(WHAT IS NEEDED) From the records, pick out and copy each line containing "ApplicationException".

───── DATASET EXTRACT ─────

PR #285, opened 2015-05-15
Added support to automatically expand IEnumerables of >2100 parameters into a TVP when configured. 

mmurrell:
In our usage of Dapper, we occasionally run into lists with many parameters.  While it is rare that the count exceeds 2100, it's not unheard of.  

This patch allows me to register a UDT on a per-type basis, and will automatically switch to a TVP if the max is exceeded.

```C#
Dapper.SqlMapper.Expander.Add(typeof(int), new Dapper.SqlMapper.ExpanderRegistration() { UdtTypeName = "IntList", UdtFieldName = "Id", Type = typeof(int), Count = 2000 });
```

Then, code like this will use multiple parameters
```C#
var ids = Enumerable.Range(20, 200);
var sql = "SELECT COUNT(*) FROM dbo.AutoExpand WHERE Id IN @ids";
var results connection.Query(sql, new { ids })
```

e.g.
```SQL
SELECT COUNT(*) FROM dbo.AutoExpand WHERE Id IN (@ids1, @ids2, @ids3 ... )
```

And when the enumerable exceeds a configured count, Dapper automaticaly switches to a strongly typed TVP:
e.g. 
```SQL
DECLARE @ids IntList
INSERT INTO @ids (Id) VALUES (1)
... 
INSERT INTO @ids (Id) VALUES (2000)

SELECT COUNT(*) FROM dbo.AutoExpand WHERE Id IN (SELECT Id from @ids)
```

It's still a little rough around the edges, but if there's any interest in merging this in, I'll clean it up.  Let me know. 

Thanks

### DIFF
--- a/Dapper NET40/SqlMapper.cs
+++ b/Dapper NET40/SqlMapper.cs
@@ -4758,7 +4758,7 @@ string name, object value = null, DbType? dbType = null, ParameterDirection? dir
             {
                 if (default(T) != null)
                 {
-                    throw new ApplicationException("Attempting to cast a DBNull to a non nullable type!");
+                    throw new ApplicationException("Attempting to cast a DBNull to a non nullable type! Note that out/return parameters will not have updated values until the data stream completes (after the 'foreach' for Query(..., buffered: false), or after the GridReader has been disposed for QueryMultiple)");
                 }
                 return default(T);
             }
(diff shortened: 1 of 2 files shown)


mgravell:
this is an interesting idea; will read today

─────

(ANSWER FOR THE TASK)
-                    throw new ApplicationException("Attempting to cast a DBNull to a non nullable type!");
+                    throw new ApplicationException("Attempting to cast a DBNull to a non nullable type! Note that out/return parameters will not have updated values until the data stream completes (after the 'foreach' for Query(..., buffered: false), or after the GridReader has been disposed for QueryMultiple)");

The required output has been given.